* _WORK TO BE COMPLETED_
Your job is to copy the data that follows exactly, every line included.

* _GIVEN DATA_
PR #570, opened 2022-02-22
new metadb table Holdings statements supplements

natalyapik:
create new metadb table holdings_statement_supplement

### DIFF
--- a/sql_metadb/derived_tables/holdings_statements_supplements.sql
+++ b/sql_metadb/derived_tables/holdings_statements_supplements.sql
@@ -28,20 +28,20 @@ SELECT
     LEFT JOIN folio_inventory.instance AS i ON hs.instance_id = i.id
 ;
 
-CREATE INDEX ON holdings_statements_for_supplements (instance_id);
+CREATE INDEX ON holdings_statements_supplements (instance_id);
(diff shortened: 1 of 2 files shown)


jenmawe:
- [] Query runs
- [x] Data output makes sense
- [x] Data types look correct
- [] Query syntax and style are appropriate (e.g., correct use of double quotes, lower case for data types)

For derived tables:

I just noticed that on line 11, 23, and 39 statement has double quotes. I was able to run the query when I removed the quotes. I realize that sometimes DBeaver will have the warning for some words. If you want, you could have holdings_statement instead of just using the word statement which will then avoid any warnings.

jenmawe (changes requested):
statement is in quotes. See comment in conversation.

jenmawe (approved):
Looks great. All checks passed now

- [x] Query runs
- [x] Data output makes sense
- [x] Data types look correct

For derived tables:

adoerrer (approved):
Runs and looks great, thank you! 

- [x] Query runs
- [x] Data output makes sense
- [x] Data types look correct

For derived tables:

jenmawe (approved):

Issue #551, opened 2022-02-11
Fix datatypes: derived table licenses_license_ext.sql


stdombek:
Data types must be corrected in the table.

Issue #550, opened 2022-02-11
Fix datatypes: derived table agreements_subscription_agreement_org_ext.sql


stdombek:
Data types must be corrected in the table.

PR #578, opened 2022-03-02
Corrected data type and column names

stdombek:
Column names now without quotes and data type for column "license_org_uuid" changed to UUID. The UUID for "license_id" must still be of the data type varchar (app-internal specification). "license_start" and "license_end" remain integer and must later be set to data type timestamptz. This is currently not possible. 
#551

### DIFF
--- a/sql_metadb/derived_tables/agreements_subscription_agreement_org_ext.sql
+++ b/sql_metadb/derived_tables/agreements_subscription_agreement_org_ext.sql
@@ -4,15 +4,15 @@ DROP TABLE IF EXISTS agreements_subscription_agreement_org_ext;
 -- resolves values and labels from erm_agreements_refdata_value for sao_role
 CREATE TABLE agreements_subscription_agreement_org_ext AS
 SELECT
-    sao_id,
-    sao_owner_fk AS subscription_agreement_id,
-    sao_org_fk AS sao_org_id,
+    sao.sao_id,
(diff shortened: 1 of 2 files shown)


stdombek:
#550

amzoss (approved):
In agreements_subscription_agreement_org_ext.sql, I see several ID columns that haven't been converted to UUID. Is that because they join to tables where the IDs are currently stored as varchar or text? That makes sense to me, but as metadb gets more sophisticated with its type conversion, we might have to revisit this derived table.

Otherwise, these changes seem fine. Thanks for updating the style to match new guidelines! I'll approve on the assumption that there is a good reason for leaving the fields in the first query as varchar.

stdombek:
Hi @amzoss , thank you for the review and feedback. In fact, these are app-specific IDs that are only used internally by App Agreements and are also stored directly in the FOLIO database as a varchar data type. Owen commented that for compatibility purposes this will not be changed either. We can only convert the UUIDs that refer to other apps as a uuid data type.

adoerrer (approved):
Works well, thanks!

**For agreements_subscription_agreement_org_ext.sql**

- [x] Query runs
- [x] Data output makes sense
- [x] Data types look correct
For derived tables:


**For licenses_license_ext.sql**

- [x] Query runs
- [x] Data output makes sense
- [x] Data types look correct
For derived tables:

nassibnassar:
Thanks for the excellent pull request description.

PR #579, opened 2022-03-02
MM - Porting over Derived Table Instance ext

jenmawe:
New metadb derived table for instance.ext

### DIFF
--- a/sql_metadb/derived_tables/instance_ext.sql
+++ b/sql_metadb/derived_tables/instance_ext.sql
@@ -1,0 +1,120 @@
+-- Create an extended version of the instance table where the names for identifiers are included
+-- This derived table doesn't include all the properties extracted from the json objects
+-- For example, electronic access, notes, publication, series, or edition statements have their own 
+-- derived tables.
+DROP TABLE IF EXISTS instance_ext;
+
+CREATE TABLE instance_ext AS 
+WITH expanded_inst AS (
+	SELECT 
+		i.id AS instance_id,
+		jsonb_extract_path_text(i."jsonb", 'hrid') AS instance_hrid,
+		jsonb_extract_path_text(i."jsonb", '_version') AS record_version,
+		jsonb_extract_path_text(i."jsonb", 'matchKey') AS match_key,
+		jsonb_extract_path_text(i."jsonb", 'source') AS record_source,
+		jsonb_extract_path_text(i."jsonb", 'discoverySuppress')::boolean AS discovery_suppress,
+		jsonb_extract_path_text(i."jsonb", 'staffSuppress')::boolean AS staff_suppress,
+		jsonb_extract_path_text(i."jsonb", 'previouslyHeld')::boolean AS previously_held,
+		jsonb_extract_path_text(i."jsonb", 'isBoundWith')::boolean AS is_bound_with,
+		jsonb_extract_path_text(i."jsonb", 'instanceTypeId')::uuid AS instance_type_id,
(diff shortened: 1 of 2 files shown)


sql_metadb/derived_tables/instance_ext.sql
```diff
@@ -0,0 +1,122 @@
...
+-- For example, electronic access, notes, publication, series, or edition statements have their own 
+-- derived tables.
+DROP TABLE IF EXISTS instance_ext;
+
+CREATE TABLE instance_ext AS 
+WITH expanded_inst AS (
+	SELECT 
+		i.id AS instance_id,
+		jsonb_extract_path_text(i.jsonb, 'hrid') AS instance_hrid,
+		jsonb_extract_path_text(i.jsonb, '_version') AS record_version,
```
lib-eric, line 12: Do not think `_version` is required.

My understanding is records in `folio_inventory.instance` are always current; other versions are listed in separate `instance_` table.

sql_metadb/derived_tables/instance_ext.sql
```diff
@@ -0,0 +1,122 @@
...
+    	jsonb_extract_path_text(i.jsonb, 'modeOfIssuanceId')::uuid AS mode_of_issuance_id,
+    	moit.name AS mode_of_issuance_name,
+    	jsonb_extract_path_text(i.jsonb, 'administrativeNotes') AS administrative_notes,
+    	jsonb_extract_path_text(i.jsonb, 'catalogedDate')::date AS cataloged_date,
+    	jsonb_extract_path_text(i.jsonb, 'metadata', 'createdDate')::date AS created_date,
+    	jsonb_extract_path_text(i.jsonb, 'metadata', 'updatedDate')::date AS updated_date
+	FROM 
+		folio_inventory.instance  AS i
+   		CROSS JOIN LATERAL jsonb_array_elements(jsonb_extract_path(i.jsonb, 'classifications')) WITH ORDINALITY AS classes (jsonb)
+		CROSS JOIN LATERAL jsonb_array_elements(jsonb_extract_path(i.jsonb, 'physicalDescriptions')) WITH ORDINALITY AS physdescript (jsonb)
```
lib-eric, line 38: This will result in single instance record having multiple rows. Our previous derived extended tables of Instance, Holdings, and Items have been one-to-one record, then separate derived tables for repeatable fields.

I believe these elements should be broken out into their own derived tables if needed.

sql_metadb/derived_tables/instance_ext.sql
jenmawe: I wasn't sure. There are issues with the property generation. I guess if people really want version then they can query it.

sql_metadb/derived_tables/instance_ext.sql
lib-eric: The `administrative_notes` didn't pop-out at me since it is not in the `CROSS JOIN` - but yes, if they can be repeated, they should be in another table.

* _EXERCISE SOLUTION_
PR #570, opened 2022-02-22
new metadb table Holdings statements supplements

natalyapik:
create new metadb table holdings_statement_supplement

### DIFF
--- a/sql_metadb/derived_tables/holdings_statements_supplements.sql
+++ b/sql_metadb/derived_tables/holdings_statements_supplements.sql
@@ -28,20 +28,20 @@ SELECT
     LEFT JOIN folio_inventory.instance AS i ON hs.instance_id = i.id
 ;
 
-CREATE INDEX ON holdings_statements_for_supplements (instance_id);
+CREATE INDEX ON holdings_statements_supplements (instance_id);
(diff shortened: 1 of 2 files shown)


jenmawe:
- [] Query runs
- [x] Data output makes sense
- [x] Data types look correct
- [] Query syntax and style are appropriate (e.g., correct use of double quotes, lower case for data types)

For derived tables:

I just noticed that on line 11, 23, and 39 statement has double quotes. I was able to run the query when I removed the quotes. I realize that sometimes DBeaver will have the warning for some words. If you want, you could have holdings_statement instead of just using the word statement which will then avoid any warnings.

jenmawe (changes requested):
statement is in quotes. See comment in conversation.

jenmawe (approved):
Looks great. All checks passed now

- [x] Query runs
- [x] Data output makes sense
- [x] Data types look correct

For derived tables:

adoerrer (approved):
Runs and looks great, thank you! 

- [x] Query runs
- [x] Data output makes sense
- [x] Data types look correct

For derived tables:

jenmawe (approved):

Issue #551, opened 2022-02-11
Fix datatypes: derived table licenses_license_ext.sql


stdombek:
Data types must be corrected in the table.

Issue #550, opened 2022-02-11
Fix datatypes: derived table agreements_subscription_agreement_org_ext.sql


stdombek:
Data types must be corrected in the table.

PR #578, opened 2022-03-02
Corrected data type and column names

stdombek:
Column names now without quotes and data type for column "license_org_uuid" changed to UUID. The UUID for "license_id" must still be of the data type varchar (app-internal specification). "license_start" and "license_end" remain integer and must later be set to data type timestamptz. This is currently not possible. 
#551

### DIFF
--- a/sql_metadb/derived_tables/agreements_subscription_agreement_org_ext.sql
+++ b/sql_metadb/derived_tables/agreements_subscription_agreement_org_ext.sql
@@ -4,15 +4,15 @@ DROP TABLE IF EXISTS agreements_subscription_agreement_org_ext;
 -- resolves values and labels from erm_agreements_refdata_value for sao_role
 CREATE TABLE agreements_subscription_agreement_org_ext AS
 SELECT
-    sao_id,
-    sao_owner_fk AS subscription_agreement_id,
-    sao_org_fk AS sao_org_id,
+    sao.sao_id,
(diff shortened: 1 of 2 files shown)


stdombek:
#550

amzoss (approved):
In agreements_subscription_agreement_org_ext.sql, I see several ID columns that haven't been converted to UUID. Is that because they join to tables where the IDs are currently stored as varchar or text? That makes sense to me, but as metadb gets more sophisticated with its type conversion, we might have to revisit this derived table.

Otherwise, these changes seem fine. Thanks for updating the style to match new guidelines! I'll approve on the assumption that there is a good reason for leaving the fields in the first query as varchar.

stdombek:
Hi @amzoss , thank you for the review and feedback. In fact, these are app-specific IDs that are only used internally by App Agreements and are also stored directly in the FOLIO database as a varchar data type. Owen commented that for compatibility purposes this will not be changed either. We can only convert the UUIDs that refer to other apps as a uuid data type.

adoerrer (approved):
Works well, thanks!

**For agreements_subscription_agreement_org_ext.sql**

- [x] Query runs
- [x] Data output makes sense
- [x] Data types look correct
For derived tables:


**For licenses_license_ext.sql**

- [x] Query runs
- [x] Data output makes sense
- [x] Data types look correct
For derived tables:

nassibnassar:
Thanks for the excellent pull request description.

PR #579, opened 2022-03-02
MM - Porting over Derived Table Instance ext

jenmawe:
New metadb derived table for instance.ext

### DIFF
--- a/sql_metadb/derived_tables/instance_ext.sql
+++ b/sql_metadb/derived_tables/instance_ext.sql
@@ -1,0 +1,120 @@
+-- Create an extended version of the instance table where the names for identifiers are included
+-- This derived table doesn't include all the properties extracted from the json objects
+-- For example, electronic access, notes, publication, series, or edition statements have their own 
+-- derived tables.
+DROP TABLE IF EXISTS instance_ext;
+
+CREATE TABLE instance_ext AS 
+WITH expanded_inst AS (
+	SELECT 
+		i.id AS instance_id,
+		jsonb_extract_path_text(i."jsonb", 'hrid') AS instance_hrid,
+		jsonb_extract_path_text(i."jsonb", '_version') AS record_version,
+		jsonb_extract_path_text(i."jsonb", 'matchKey') AS match_key,
+		jsonb_extract_path_text(i."jsonb", 'source') AS record_source,
+		jsonb_extract_path_text(i."jsonb", 'discoverySuppress')::boolean AS discovery_suppress,
+		jsonb_extract_path_text(i."jsonb", 'staffSuppress')::boolean AS staff_suppress,
+		jsonb_extract_path_text(i."jsonb", 'previouslyHeld')::boolean AS previously_held,
+		jsonb_extract_path_text(i."jsonb", 'isBoundWith')::boolean AS is_bound_with,
+		jsonb_extract_path_text(i."jsonb", 'instanceTypeId')::uuid AS instance_type_id,
(diff shortened: 1 of 2 files shown)


sql_metadb/derived_tables/instance_ext.sql
```diff
@@ -0,0 +1,122 @@
...
+-- For example, electronic access, notes, publication, series, or edition statements have their own 
+-- derived tables.
+DROP TABLE IF EXISTS instance_ext;
+
+CREATE TABLE instance_ext AS 
+WITH expanded_inst AS (
+	SELECT 
+		i.id AS instance_id,
+		jsonb_extract_path_text(i.jsonb, 'hrid') AS instance_hrid,
+		jsonb_extract_path_text(i.jsonb, '_version') AS record_version,
```
lib-eric, line 12: Do not think `_version` is required.

My understanding is records in `folio_inventory.instance` are always current; other versions are listed in separate `instance_` table.

sql_metadb/derived_tables/instance_ext.sql
```diff
@@ -0,0 +1,122 @@
...
+    	jsonb_extract_path_text(i.jsonb, 'modeOfIssuanceId')::uuid AS mode_of_issuance_id,
+    	moit.name AS mode_of_issuance_name,
+    	jsonb_extract_path_text(i.jsonb, 'administrativeNotes') AS administrative_notes,
+    	jsonb_extract_path_text(i.jsonb, 'catalogedDate')::date AS cataloged_date,
+    	jsonb_extract_path_text(i.jsonb, 'metadata', 'createdDate')::date AS created_date,
+    	jsonb_extract_path_text(i.jsonb, 'metadata', 'updatedDate')::date AS updated_date
+	FROM 
+		folio_inventory.instance  AS i
+   		CROSS JOIN LATERAL jsonb_array_elements(jsonb_extract_path(i.jsonb, 'classifications')) WITH ORDINALITY AS classes (jsonb)
+		CROSS JOIN LATERAL jsonb_array_elements(jsonb_extract_path(i.jsonb, 'physicalDescriptions')) WITH ORDINALITY AS physdescript (jsonb)
```
lib-eric, line 38: This will result in single instance record having multiple rows. Our previous derived extended tables of Instance, Holdings, and Items have been one-to-one record, then separate derived tables for repeatable fields.

I believe these elements should be broken out into their own derived tables if needed.

sql_metadb/derived_tables/instance_ext.sql
jenmawe: I wasn't sure. There are issues with the property generation. I guess if people really want version then they can query it.

sql_metadb/derived_tables/instance_ext.sql
lib-eric: The `administrative_notes` didn't pop-out at me since it is not in the `CROSS JOIN` - but yes, if they can be repeated, they should be in another table.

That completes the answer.